Mock trial—Roman style.

The Major Declamations stand out for their unique contribution to our understanding of the final stage in Greco-Roman rhetorical training. These exercises, in which students learned how to compose and deliver speeches on behalf of either the prosecution or the defense at imaginary trials, demonstrate how standard themes, recurring situations and arguments, and technical rules were to be handled by the aspiring orator. And what is more, they lay bare the mistakes that students often made in this process.

Declamation was practiced in the ancient world from as early as the fifth century BC, but most of its vast tradition has disappeared. The surviving material is mainly in Greek, from the second century AD onward. In Latin the nineteen declamations in the present anthology are by far the most important evidence. In antiquity they were attributed to Quintilian, but they are now thought to be the work of several authors and to date from around AD 100 to the mid- or late third century.

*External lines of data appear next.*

PR #290, opened 2023-06-18
Create InputChainHandler 

JcMinarro:
This new `InputChainHandler` helps us to collect inputs after a previous handler has been processed.

Let show some examples:

-. A button is pressed to change the name of the device:
```
addHandler(
        CallbackQueryHandler(
            callbackData = "change-device-name",
            handleCallbackQuery = {
                bot.sendMessage(
                    chatId = ChatId.fromId(callbackQuery.from.id),
                    text = "Which name do you want to use?"
                )
                update.consume()
            }
        ).inputChain<String>(
            inputChainIdGen = { previousInputChainId, update -> "someId" },
            handleInputChain = {
                val name = this.text
                bot.sendMessage(
                    chatId = ChatId.fromId(message.from?.id!!),
                    text = "Ok, I will use '$name' for your device"
                )
                update.consume()
                // Return `null` if we don't want to receive new updates on the chain
                null
            }
        )
    )
```

-. The user send a command to create a new form
```
addHandler(
        CommandHandler("newForm") {
            bot.sendMessage(
                chatId = ChatId.fromId(message.from?.id!!),
                text = "The form will have 3 questions.\n1º What is your name?"
            )
            update.consume()
        }.inputChain<Int>(
            inputChainIdGen = { previousInputChainId, update ->
                         when {
                             previousInputChainId == null -> 0
                             previousInputChainId < 2 -> previousInputChainId + 1
                             else -> null
                         }
                              },
            handleInputChain = {
                when(inputChainId) {
                    0 -> {
                        val userName = text
                        bot.sendMessage(
                            chatId = ChatId.fromId(message.from?.id!!),
                            text = "Hello $userName, what month were you born?"
                        )
                    }
                    1 -> {
                        val month = text
                        bot.sendMessage(
                            chatId = ChatId.fromId(message.from?.id!!),
                            text = "$month, what year?"
                        )
                    }
                    2 -> {
                        val year = text
                        bot.sendMessage(
                            chatId = ChatId.fromId(message.from?.id!!),
                            text = "Cool, you have completed the form"
                        )
                    }
                }
                update.consume()
                inputChainIdGen(inputChainId, update)
            }
        )
    )
```

### DIFF
--- a/telegram/src/main/kotlin/com/github/kotlintelegrambot/dispatcher/HandlersDsl.kt
+++ b/telegram/src/main/kotlin/com/github/kotlintelegrambot/dispatcher/HandlersDsl.kt
@@ -193,8 +193,9 @@ fun Dispatcher.chatMember(handleChatMember: HandleChatMember) {
 }
 
 fun <T> Handler.inputChain(
+    filter: Filter = Filter.Text,
     inputChainIdGen: (previousInputChainId: T?, Update) -> T?,
     handleInputChain: HandleInputChain<T>,
 ): Handler {
-    return InputChainHandler(this, inputChainIdGen, handleInputChain)
+    return InputChainHandler(filter, this, inputChainIdGen, handleInputChain)
 }
--- a/telegram/src/main/kotlin/com/github/kotlintelegrambot/dispatcher/HandlersDsl.kt
+++ b/telegram/src/main/kotlin/com/github/kotlintelegrambot/dispatcher/HandlersDsl.kt
@@ -20,6 +20,7 @@ import com.github.kotlintelegrambot.dispatcher.handlers.HandleDocument
 import com.github.kotlintelegrambot.dispatcher.handlers.HandleError
 import com.github.kotlintelegrambot.dispatcher.handlers.HandleGame
 import com.github.kotlintelegrambot.dispatcher.handlers.HandleInlineQuery
+import com.github.kotlintelegrambot.dispatcher.handlers.HandleInputChain
 import com.github.kotlintelegrambot.dispatcher.handlers.HandleLeftChatMember
 import com.github.kotlintelegrambot.dispatcher.handlers.HandleLocation
 import com.github.kotlintelegrambot.dispatcher.handlers.HandleMessage
@@ -36,6 +37,7 @@ import com.github.kotlintelegrambot.dispatcher.handlers.HandleVideoNote
 import com.github.kotlintelegrambot.dispatcher.handlers.HandleVoice
 import com.github.kotlintelegrambot.dispatcher.handlers.Handler
 import com.github.kotlintelegrambot.dispatcher.handlers.InlineQueryHandler
+import com.github.kotlintelegrambot.dispatcher.handlers.InputChainHandler
 import com.github.kotlintelegrambot.dispatcher.handlers.LeftChatMemberHandler
 import com.github.kotlintelegrambot.dispatcher.handlers.LocationHandler
 import com.github.kotlintelegrambot.dispatcher.handlers.MessageHandler
@@ -188,4 +190,11 @@ fun Dispatcher.myChatMember(handleMyChatMember: HandleMyChatMember) {
 
 fun Dispatcher.chatMember(handleChatMember: HandleChatMember) {
     addHandler(ChatMemberHandler(handleChatMember = handleChatMember))
+}
+
+fun <T> Handler.inputChain(
+    inputChainIdGen: (previousInputChainId: T?, Update) -> T?,
+    handleInputChain: HandleInputChain<T>,
+): Handler {
+    return InputChainHandler(this, inputChainIdGen, handleInputChain)
 }
--- a/telegram/src/main/kotlin/com/github/kotlintelegrambot/dispatcher/handlers/InputChainHandler.kt
+++ b/telegram/src/main/kotlin/com/github/kotlintelegrambot/dispatcher/handlers/InputChainHandler.kt
@@ -1,0 +1,69 @@
+package com.github.kotlintelegrambot.dispatcher.handlers
+
+import com.github.kotlintelegrambot.Bot
+import com.github.kotlintelegrambot.entities.Message
+import com.github.kotlintelegrambot.entities.Update
+
+data class InputChainHandlerEnvironment<T>(
+    val inputChainIdGen: (previousInputChainId: T?, Update) -> T?,
+    val inputChainId: T,
+    val bot: Bot,
+    val update: Update,
+    val message: Message,
+    val text: String,
+)
+
+class InputChainHandler<T>(
+    private val initialHandler: Handler,
+    private val inputChainIdGen: (previousInputChainId: T?, Update) -> T?,
+    private val handleInputChain: HandleInputChain<T>,
+) : Handler {
+    private val chainMap = mutableMapOf<Long, T?>()
+
+    override fun checkUpdate(update: Update): Boolean =
+        initialHandler.checkUpdate(update) || update.check()
+
+    override suspend fun handleUpdate(bot: Bot, update: Update) {
+        update.message?.let { message ->
+            message.from?.id?.let { userId ->
+                chainMap.remove(userId)?.let { inputChainId ->
+                    message.text
+                        ?.takeUnless { it.isBlank() }
+                        ?.let { text ->
+                            handleInputChain(
+                                InputChainHandlerEnvironment(
+                                    inputChainIdGen,
+                                    inputChainId,
+                                    bot,
+                                    update,
+                                    message,
+                                    text,
+                                ),
+                            )?.let { chainMap[userId] = it }
+                        }
+                    Unit
+                }
+            }
+        } ?: initialHandler.handleUpdate(bot, update).also {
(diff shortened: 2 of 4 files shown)


telegram/src/main/kotlin/com/github/kotlintelegrambot/dispatcher/handlers/InputChainHandler.kt
```diff
@@ -0,0 +1,65 @@
...
+    val inputChainId: T,
+    val bot: Bot,
+    val update: Update,
+    val message: Message,
+)
+
+class InputChainHandler<T>(
+    private val filter: Filter,
+    private val initialHandler: Handler,
+    private val inputChainIdGen: (previousInputChainId: T?, Update) -> T?,
```
vjgarciag96, line 19: How is this supposed to be used? It's not obvious to me by reading the internal code of library, so I think it will be even more difficult for consumers of the library to understand how to (correctly) use this API. Is it possible to encapsulate this detail in the library?

telegram/src/main/kotlin/com/github/kotlintelegrambot/dispatcher/HandlersDsl.kt
```diff
@@ -165,3 +167,11 @@ fun Dispatcher.dice(body: HandleDice) {
...
     return ExtendedHandler(this, predicate)
 }
+
+fun <T> Handler.inputChain(
+    filter: Filter = Filter.Text,
+    inputChainIdGen: (previousInputChainId: T?, Update) -> T?,
+    handleInputChain: HandleInputChain<T>,
+): Handler {
+    return InputChainHandler(filter, this, inputChainIdGen, handleInputChain)
+}
```
vjgarciag96, line 177: It would be good to also have an example usage of this in the doc and/or one of the sample modules.

telegram/src/main/kotlin/com/github/kotlintelegrambot/dispatcher/handlers/InputChainHandler.kt
```diff
@@ -0,0 +1,65 @@
...
+    private val handleInputChain: HandleInputChain<T>,
+) : Handler {
+    private val chainMap = mutableMapOf<Long, T?>()
```
vjgarciag96, line 22: Also it looks like the value of the map is not really relevant, should this be a hash set of the visited "userId,chatId" instead? That way we can also get rid of `inputChainIdGen`. Or is there another reason why we'd like to have that in the environment object?

telegram/src/main/kotlin/com/github/kotlintelegrambot/dispatcher/handlers/InputChainHandler.kt
```diff
@@ -0,0 +1,65 @@
...
+
+    override fun checkUpdate(update: Update): Boolean =
+        initialHandler.checkUpdate(update) || update.check()
+
+    override suspend fun handleUpdate(bot: Bot, update: Update) {
+        update.message?.let { message ->
+            message.from?.id?.let { userId ->
```
vjgarciag96, line 29: ~~Given that `handleUpdate` is guaranteed to be called after `check` returns `true` we normally make some assumptions (using assertions) about pre-conditions here (for example `message`, `from` and `id` are not null) even if the compiler can't guarantee them~~

~~In the future it might be good to look into wheter we can leverage kotlin contracts to improve this a bit.~~

Nevermind, I realised we can't do that here because `checkUpdate` also checks for initial handler's check which does not guarantee any of these things.

telegram/src/main/kotlin/com/github/kotlintelegrambot/dispatcher/handlers/InputChainHandler.kt
```diff
@@ -0,0 +1,65 @@
...
+                            bot,
+                            update,
+                            message,
+                        ),
+                    )?.let { chainMap[userId] = it }
+                    Unit
+                }
+            }
+        } ?: initialHandler.handleUpdate(bot, update).also {
+            update.takeIf { it.consumed }
```
vjgarciag96, line 44: Why only chaining if the update is consumed? I feel that having to mark the first update as consumed for the chain to work is going to make the API hard to use.

telegram/src/main/kotlin/com/github/kotlintelegrambot/dispatcher/handlers/InputChainHandler.kt
```diff
@@ -0,0 +1,65 @@
...
+
+data class InputChainHandlerEnvironment<T>(
+    val inputChainIdGen: (previousInputChainId: T?, Update) -> T?,
+    val inputChainId: T,
+    val bot: Bot,
+    val update: Update,
+    val message: Message,
+)
+
+class InputChainHandler<T>(
```
vjgarciag96, line 16: I think it would be great to have some tests for this. It would be good as documentation for other maintainers of the library, it would give us more confindence to update this class in the future, it could help us find some edge cases that we may not have considered, etc...

vjgarciag96 (commented):
I like the idea that you are proposing here, just leaving some questions and comments about the implementation.

telegram/src/main/kotlin/com/github/kotlintelegrambot/dispatcher/handlers/InputChainHandler.kt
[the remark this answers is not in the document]
JcMinarro: Good catch!!!
Should we have:
`Map<Long<Map<Long, T?>>` (ChatId, UserId, Identifier)
or:
`Map<String, T?>` ("$chatId$userId, Identifier)

First one should be easier to access.

telegram/src/main/kotlin/com/github/kotlintelegrambot/dispatcher/handlers/InputChainHandler.kt
JcMinarro: I will add some showcases to help other devs to use it and understand how to implement their own chain

telegram/src/main/kotlin/com/github/kotlintelegrambot/dispatcher/handlers/InputChainHandler.kt
JcMinarro: The `T` value is the identifier of the "Input Question".
When the "chain action" is executed, it needs to know "which id it comes from".
Imagine you are creating a form with 3 questions like the one I posted in the PR description, but whenever the question is responded we want to store them on a DB. We need to know which question the user responded, and the value of the `T` is the id used. I used a generic type to allow devs to include their own data type (Maybe more than an int/String value is needed to continue the chain).

telegram/src/main/kotlin/com/github/kotlintelegrambot/dispatcher/handlers/InputChainHandler.kt
JcMinarro: Sure, I will add some tests for this new feature

telegram/src/main/kotlin/com/github/kotlintelegrambot/dispatcher/handlers/InputChainHandler.kt
JcMinarro: I was thinking about it...
I assumed whenever "a question" is processed, they (App devs) should consume it to avoid wrong behavior in other commands that match the "initialHandler" checks (And maybe override the ID stored on this chain), but maybe is a good idea removing this check and rely on the "good implementation" of or users

telegram/src/main/kotlin/com/github/kotlintelegrambot/dispatcher/handlers/InputChainHandler.kt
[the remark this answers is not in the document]
vjgarciag96: First sounds good to me. And if we are always going to access a single identifier for a given (ChatId,UserId) pair another option would be to have our own chain discrimator data class with both that we use as the key (like the second option but without having to concatenate the ids, etc...).

red-avtovo:
@JcMinarro do you find this PR still valid? Do you have any last changes to push? Otherwise I would be happy to accept it

red-avtovo:
Closing due to inactivity

JcMinarro:
@red-avtovo I couldn't complete it yet.
I have a branch that is working on a project I need it, but it only works if your bot is not used from multiple chats because in that case, some collisions could happen as was reported on a previous comment.
I didn't have time to fix it, but I will.
Let me reopen it

red-avtovo:
Oh, I'm glad that the changes are still relevant. Looking forward to reviewing the final changes

red-avtovo:
@JcMinarro just a gentle nudge

seik:
Hi @JcMinarro — thanks for the work and for being upfront about the multi-chat collision issue. Since the implementation isn't ready and the branch has drifted from main, I'm going to close this for now to keep the open-PR list focused.

The `InputChainHandler` idea is still a genuinely useful addition — please feel free to reopen (or open a fresh PR) whenever you have time to wire up the per-chat scoping fix. Really appreciate the original work!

A wide variety of fascinating ethical, social, and legal details animates the fictional world conjured up by these oratorical exercises, and although the themes of declamation can be unrealistic and even absurd (often reminiscent of ancient novel and tragedy), they seem to provide a safe space in which a student could confront a range of complex issues, so as to attain both the technical knowledge necessary to speak persuasively and the soft skills needed to manage the challenges of adult life under the Roman empire.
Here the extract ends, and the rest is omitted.